PROBLEM REQUIREMENTS>
Wherever the word "something" turns up in a line of the entries, copy that line.

==*==

PR #4100, opened 2022-11-28
Always add generic message to failing zxcvbn password policy

astro-stan:
Depending on the settings, sometimes a password policy that checks a password with the zxcvbn tool can fail without any message.

For example:
```
$ echo  'Awdccdw1234' | zxcvbn | jq | grep "feedback" -A 5 -B 1
Password: 
  "score": 3,
  "feedback": {
    "warning": "",
    "suggestions": []
  }
}
```

As seen above the tool does not produce any warnings or suggestions for the given password, but if the password policy is set to have a zxcvbn threshold of 3, the policy will silently fail without communicating the reason to the user. 

There are two ways to handle this:
1. Always add a generic "password is too weak" message when the policy fails.
2. Check if there are any suggestions or warnings from the zxcvbn tool and only add the generic message if not.

I personally prefer 1. This way the generic message will  be shown whenever the policy fails, and will get combined with extra "tips" whenever zxcvbn has some.

Signed-off-by: sdimovv <36302090+sdimovv@users.noreply.github.com>

# Details
N/A

### New Features
* Improve password policy messages 

### Breaking Changes
N/A

## Additional
N/A

### DIFF
--- a/authentik/policies/password/models.py
+++ b/authentik/policies/password/models.py
@@ -151,7 +151,7 @@ class PasswordPolicy(Policy):
         LOGGER.debug("password failed", check="zxcvbn", score=results["score"])
         result = PolicyResult(results["score"] > self.zxcvbn_score_threshold)
         if not result.passing:
-            result.messages += tuple((_("Password is too weak."), ))
+            result.messages += tuple((_("Password is too weak."),))
         if isinstance(results["feedback"]["warning"], list):
             result.messages += tuple(results["feedback"]["warning"])
         if isinstance(results["feedback"]["suggestions"], list):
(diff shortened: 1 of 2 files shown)


authentik/policies/password/models.py
```diff
@@ -150,6 +150,8 @@ def passes_zxcvbn(self, password: str, request: PolicyRequest) -> PolicyResult:
         results = zxcvbn(password[:100], user_inputs)
         LOGGER.debug("password failed", check="zxcvbn", score=results["score"])
         result = PolicyResult(results["score"] > self.zxcvbn_score_threshold)
+        if not result.passing:
+            result.messages += tuple(_("Password is too weak."))
```
BeryJu, line 154:
```suggestion
            result.messages += tuple((_("Password is too weak."), ))
```

BeryJu (approved):
LGTM, would appreciate a test case with the example you used

sdimovv:
Hi,

would that do?

PR #4106, opened 2022-11-28
Fixed bug causing filtering with an empty query

astro-stan:
Fixed bug allowing blueprint import to filter for existing models using an empty query.

The code only checks if the `identifiers` dict is empty, but `__query_from_identifier` skips identifier member values of type `dict` or keys == `pk`, so it is possible to produce an empty query if an `identifier` consists of just `dict` type members or "pk" key. 

Example:
```
...
- model: authentik_core.group
  identifiers:
    attributes:
      key: value
  attrs:
    name: my_group
...
```

The above is a perfectly valid blueprint entry and will pass all validation checks, but when applied will cause the `__query_from_identifier`  to produce an empty query (`Q()`), which will then cause all groups to be returned from the DB. Then the first of those groups will be replaced with the data from the blueprint instance.

Signed-off-by: sdimovv <36302090+sdimovv@users.noreply.github.com>

# Details
N/A

### New Features
N/A

### Breaking Changes
N/A

## Additional
N/A

### DIFF
--- a/authentik/blueprints/tests/test_v1.py
+++ b/authentik/blueprints/tests/test_v1.py
@@ -26,6 +26,13 @@ class TestBlueprintsV1(TransactionTestCase):
             )
         )
         self.assertFalse(importer.validate()[0])
+        importer = Importer(
+            (
+                '{"version": 1, "entries": [{"identifiers": {"attributes": {"key": "value"}}, '
+                '"attrs": {}, "model": "authentik_core.User"}]}'
+            )
+        )
+        self.assertFalse(importer.validate()[0])
 
     def test_export_validate_import(self):
         """Test export and validate it"""
--- a/authentik/blueprints/tests/test_v1.py
+++ b/authentik/blueprints/tests/test_v1.py
@@ -4,6 +4,7 @@ from django.test import TransactionTestCase
 from authentik.blueprints.tests import load_yaml_fixture
 from authentik.blueprints.v1.exporter import FlowExporter
 from authentik.blueprints.v1.importer import Importer, transaction_rollback
+from authentik.core.models import Group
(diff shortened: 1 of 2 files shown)


BeryJu (commented):
Thanks for the PR! Could you add a simple test case for this?

See https://github.com/goauthentik/authentik/blob/main/authentik/blueprints/tests/test_v1_state.py#L13 for an example

sdimovv:
Hello,

 would that do?

BeryJu:
I don't think there was a concrete reason for skipping dicts, and rather just not expecting people to use them as identifiers (and to skip implementing a function that converts all dicts from `{foo: {bar: baz}}` into `foo__bar=baz` queries

sdimovv:
I see. Well my use case was to use something irrelevant for the admin as an identifier so that they are free to change all model properties without fearing they will create a new object instead of updating the current one. 

Attributes stores arbitrary key value pairs so it made sense to use that. But thinking about it now, not all models have the attributes property this is probably not the best solution. I am interested to hear your suggestions on how this can be achieved. If you think this is worth of a discussion I can open a separate ticket so we don't overload this PR. 

In any case I will also see if I can come up with a patch for using a dict object in the query instead of skipping it.

sdimovv:
I have now added support for using dict fields as identifiers. It turned out to be surprisingly easy as PostgreSQL supports this out of the box and django exposes it via the `__contains` field suffix. I have also added a test to demonstrate the new functionality.

I  disabled the `too-many-locals` pylint warning for the `_validate_single` method as linting was failing (16/15 locals). I don't see an easy way to fix this without hurting code readability or refactoring/splitting the method. I hope that is okay.

PR #4127, opened 2022-11-30
Blueprints: Support nested custom tags in `!Find` and `!Format` tags

astro-stan:
# Details
N/A

### New Features
* Adds support for nested custom tags to the `!Find` and `!Format` tags.
This allows usages like these:
```
version: 1
context:
  flow_property: slug
  flow_property_value: my-flow
  stage_suffix: my-stage
entries:
- model: authentik_stages_password.passwordstage
  identifiers:
    name: !Format [prefixed-%s, !Context stage_suffix]
  attrs:
    configure_flow: !Find [authentik_flows.flow, [!Context flow_property, !Context flow_property_value]]
```

### Breaking Changes
N/A

## Additional
Incidentally, this also fixed a bug in the `!Format `  tag, which was previously taking the name of the context variable of a `!Context` tag, rather than resolving the tag and taking its value. The test for this functionality was also broken.

You can see the test here:
https://github.com/goauthentik/authentik/blob/d5329432fed9ed2a025ca0f7f3aa0317b44cfa85/authentik/blueprints/tests/test_v1.py#L75-L81

And the fixture here:
https://github.com/goauthentik/authentik/blob/d5329432fed9ed2a025ca0f7f3aa0317b44cfa85/authentik/blueprints/tests/fixtures/tags.yaml#L1-L10

The correct name according to the context variables should have been: `foo-bar-baz`, not `foo-foo-bar`


authentik/blueprints/v1/common.py
```diff
@@ -219,7 +226,15 @@ def __init__(self, loader: "BlueprintLoader", node: SequenceNode) -> None:
     def resolve(self, entry: BlueprintEntry, blueprint: Blueprint) -> Any:
         query = Q()
         for cond in self.conditions:
-            query &= Q(**{cond[0]: cond[1]})
+            if isinstance(cond[0], YAMLTag):
```
BeryJu, line 229: I think naming it `query_key` and `query_value` is a bit cleaner than c_0 and c_1

website/developer-docs/blueprints/v1/tags.md
```diff
@@ -10,7 +10,11 @@ If no matching entry can be found, an error is raised and the blueprint is inval
 
 #### `!Find`
 
-Example: `configure_flow: !Find [authentik_flows.flow, [slug, default-password-change]]`
+Example:
+
+`configure_flow: !Find [authentik_flows.flow, [slug, default-password-change]]`
+
+`configure_flow: !Find [authentik_flows.flow, [!Context property_name, !Context property_value]]`
```
BeryJu, line 17: I wonder if these more complicated tags can be broken up into multiple lines to make it a bit easier to read

BeryJu (approved):

authentik/blueprints/v1/common.py
sdimovv: Resolved

PR #4148, opened 2022-12-04
LDAP gracefully deleting sessions on authentik

d-schiffner:
# Details
This PR resolves an issue with the current LDAP implementation not executing a logout flow on the authentik server. This results in an ever increasing list of `authenticated_sessions` and resulting in unused cookie sessions on the server.

Furthermore this PR resolves a nasty race condition that occurs if an sessions is invalidated and in parallel a login occurs. The result is that a session exists where the `Pk=0` which in turn is not able to answer any search queries. For users this is inconvenient but this also occurs for service accounts as well. Then the ldap is not usable until the next invalidation.

### New Features
* Adds a logout execution flow (should be better parameterized)
* Adds the option to delete the flags assigned to a user
* Adds ttlcache expiry handling
* Extends non-caching login flow to immediately invalidate a session after login (cookie will be thrown away by ldap anyways)
* Adds locks for each user when using session binder

### Breaking Changes
No breaking changes are known

## Additional
* I think it would be good to make the session TTL configurable in the LDAP server. Ideally this would be pushed by the authentik server to the ldap outpost and be part of the config

Feedback is very much welcome :)

### DIFF
--- a/.dockerignore
+++ b/.dockerignore
@@ -6,3 +6,6 @@ htmlcov
 dist/**
 build/**
 build_docs/**
+__pycache__
+.venv
+gen-images
--- a/.gitignore
+++ b/.gitignore
@@ -202,3 +202,4 @@ media/
 
 .idea/
 /gen-*/
+.vscode
--- a/cmd/ldap/server.go
+++ b/cmd/ldap/server.go
@@ -52,12 +52,6 @@ func main() {
 
 	ex := common.Init()
 	defer common.Defer()
-	go func() {
-		for {
-			<-ex
-			os.Exit(0)
-		}
-	}()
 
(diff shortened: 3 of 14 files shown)


BeryJu:
@d-schiffner I appreciate your PR, I have don't know how I completely forgot about ldap unbind when I initially created this provider. I linked a PR above that implements the logout (I wanted to implement it a bit differently than you did here). I'll need to have another look through this PR to hopefully fix the race condition you're talking about

d-schiffner:
@BeryJu I have been quite busy lately. No hard feelings here :)
I can have a look into your implementation and look for the race condition. It was quite tricky to track down, but I know what to look for (at least, I think I recall ;) )

PR #4157, opened 2022-12-05
Replace Dropdown fields in Providers/LDAP and Tokens to support filtering and more than 100 entries.

### LINKED ISSUE #3432: LDAP Provider: Search Group dropdown field does not show all entries after importing 180 groups from LDAP source
**Describe the bug**

After importing all users and 180 groups from an LDAP source, I cannot see anymore the 'authentik Admins' group in the dropdown field.  The imported groups all have uppercase first characters and the dropdown's sort is case sensitive.

**To Reproduce**
1. Import from LDAP source 180 groups all having and uppercase first character.
2. Create an LDAP Provider or edit an existing one
3. Click on the Search Group dropdown
4. Not all groups are displayed by the dropdown.

**Expected behavior**
All groups are shown/displayed for selection.

**Screenshots**
Screenshot from 2022-08-17 14-30-06

 - authentik version: 2021.8.1
 - Deployment: docker-compose

UnholyRope:
# Details
Resolves #3432 

### New Features
* Providers/LDAP: Replaces the "Search group" dropdown with the "ak-search-select" dropdown.
* Tokens: Replaces the "User" dropdown with the "ak-search-select" dropdown.

## Additional
Both forms used a dropdown menu which only displays the first 100 users/groups. Additionally those dropdowns didn't accept input, which made it impossible to select certain users/groups.
This pull request replaces those dropdowns with the  "ak-search-select" dropdown which is defined in [SearchSelect.ts](https://github.com/goauthentik/authentik/blob/main/web/src/elements/SearchSelect.ts) and already in use in [PolicyBindingForm.ts](https://github.com/goauthentik/authentik/blob/main/web/src/admin/policies/PolicyBindingForm.ts).


BeryJu:
The reason why ak-search-select isn't used everywhere is because it doesn't render correctly within a modal (the dropdown is rendered within the modal and not on top of it), which almost every form in authentik is in. There's probably some z-index or flexbox magic that needs to be done, but I haven't figured out yet what is needed

PR #4167, opened 2022-12-07
blueprints: Added conditional entry application

astro-stan:
# Details
N/A

### New Features
* Adds `!Condition` tag to the list of supported custom blueprint tags.
* Adds an optional `conditions` attribute to blueprint entries, allowing conditional application

### Breaking Changes
* N/A

## Additional
The use of `!Condition` tag with the `conditions` attribute adds flexibility.

For example, consider the following simplified blueprint:
```
version: 1
metadata:
  name: Test
context:
  enrollment_flow_slug: my-enrollment-flow
  enrollment_flow_blueprint_name: My Enrollment Flow Blueprint
entries:
- model: authentik_blueprints.metaapplyblueprint
  conditions:
  -  !Conditions [AND, !Context enrollment_flow_blueprint_name] # In this simple case just the context tag without the conditions tag is enough, but to illustrate how to build complex conditions  the `!Condition` tag is used.
  attrs:
    identifiers:
      name: !Context enrollment_flow_blueprint_name
    required: true
- model: authentik_stages_identification.identificationstage
  identifiers:
    name: test
  attrs:
    enrollment_flow: !Find [authentik_flows.flow, [slug, !Context enrollment_flow_slug]]
    ...
```

This way, the user may choose if they want an enrollment flow. If the user does not want such flow, they can set both context variables to `null`. This will skip the meta blueprint application and will set the enrollment flow to null.  However, if the user wants an enrollment flow, they can set the context variables appropriately and it will be applied as usual.

### DIFF
--- a/.vscode/settings.json
+++ b/.vscode/settings.json
@@ -24,7 +24,8 @@
         "!Find sequence",
         "!KeyOf scalar",
         "!Context scalar",
-        "!Format sequence"
+        "!Format sequence",
+        "!Condition sequence"
     ],
     "typescript.preferences.importModuleSpecifier": "non-relative",
     "typescript.preferences.importModuleSpecifierEnding": "index",
--- a/authentik/blueprints/tests/fixtures/conditions_fulfilled.yaml
+++ b/authentik/blueprints/tests/fixtures/conditions_fulfilled.yaml
@@ -1,0 +1,21 @@
+version: 1
+entries:
+- identifiers:
+    name: "%(id1)s"
+    slug: "%(id1)s"
+  model: authentik_flows.flow
+  conditions:
+  - true
+  attrs:
+    designation: stage_configuration
+    title: foo
+- identifiers:
+    name: "%(id2)s"
+    slug: "%(id2)s"
+  model: authentik_flows.flow
+  conditions:
+  - true
+  - true
+  attrs:
+    designation: stage_configuration
+    title: foo
--- a/authentik/blueprints/tests/fixtures/conditions_not_fulfilled.yaml
+++ b/authentik/blueprints/tests/fixtures/conditions_not_fulfilled.yaml
@@ -1,0 +1,21 @@
+version: 1
+entries:
+- identifiers:
+    name: "%(id1)s"
+    slug: "%(id1)s"
+  model: authentik_flows.flow
+  conditions:
+  - false
+  attrs:
+    designation: stage_configuration
+    title: foo
+- identifiers:
+    name: "%(id2)s"
+    slug: "%(id2)s"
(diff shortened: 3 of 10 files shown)


sdimovv:
Not sure why those 2 checks don't pass. I just added a few lines, which are all covered with tests. Not sure how it is possible to "decrease project coverage".

sdimovv:
I was thinking of adding conditionals as well, but decided to add this tag first. Then a conditional (if) tag can also be added, that will look something like this:

```
!If [ <condition>, <yaml when true>, <yaml when false>
```
The reason for this separation is so the <condition> part can accept the `!AsBool` tag, which allows for a very flexible definition of what `true` or `false` means

sdimovv:
Actually, thinking about this more, I can ditch the `!AsBool` tag entirely and implement the complex conditions logic into an `If/Condition` tag. So for example:

```
!If [123 , true, false] 
!If [!Context name , true, false] 
!If [[AND, ...], true, false] 
!If [[OR, ...], true, false] 
...
```

I can have a go at this sometime next week.

sdimovv:
Hi,

sorry for the late reply. Holidays...

I am not sure I understood what you mean. 

Do you want me to add a "conditions" property to each blueprint entry, that will act similarly to the "enabled" property of each blueprint? If so I am not sure why either an `!If` or `!Condition` tags are needed, since in this case (assuming all conditions in the conditions tag should equal `true`) we only need to evaluate if a list of expressions equals `true` or `false`. Thus the `!AsBool` tag should suffice.

sdimovv:
Ok, so this is what I came up with. 

1. Renamed the '!AsBool` tag to `!Condition`
2. Added an optional `conditions` attribute to each `BlueprintEntry`

In terms of yaml this looks something like this:

```
version: 1
entries:
- identifiers: ...
  attrs: ...
  model: ...
  conditions:
  - true
  - false
  - text
  - !Condition [AND, ...] # Same as AsBool
```

If all conditions in the `conditions` attribute match (or no conditions are provided), then the entry is processed as normal. Otherwise, the entry is skipped, similarly to the `state: created` when the entry already exists.

I called both the list of condiitons and the custom yaml tag "condition(s)" because "if" did not fit well in my opinion, but I can change if you disagree. Perhaps instead of `!Condition` it can be `!ComplexCondition` since that is what it technically is.

sdimovv:
Hi @BeryJu ,

please advise if there is something that needs reworking/adding/improving.

Apologies for being pushy. I am very keen to get this merged before 2022.12 comes out and with the holidays approaching there isn't much time left for me to work on this.

sdimovv:
Cheers!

==*==

ANSWER SPACE>
I see. Well my use case was to use something irrelevant for the admin as an identifier so that they are free to change all model properties without fearing they will create a new object instead of updating the current one. 
I was thinking of adding conditionals as well, but decided to add this tag first. Then a conditional (if) tag can also be added, that will look something like this:
In terms of yaml this looks something like this:
please advise if there is something that needs reworking/adding/improving.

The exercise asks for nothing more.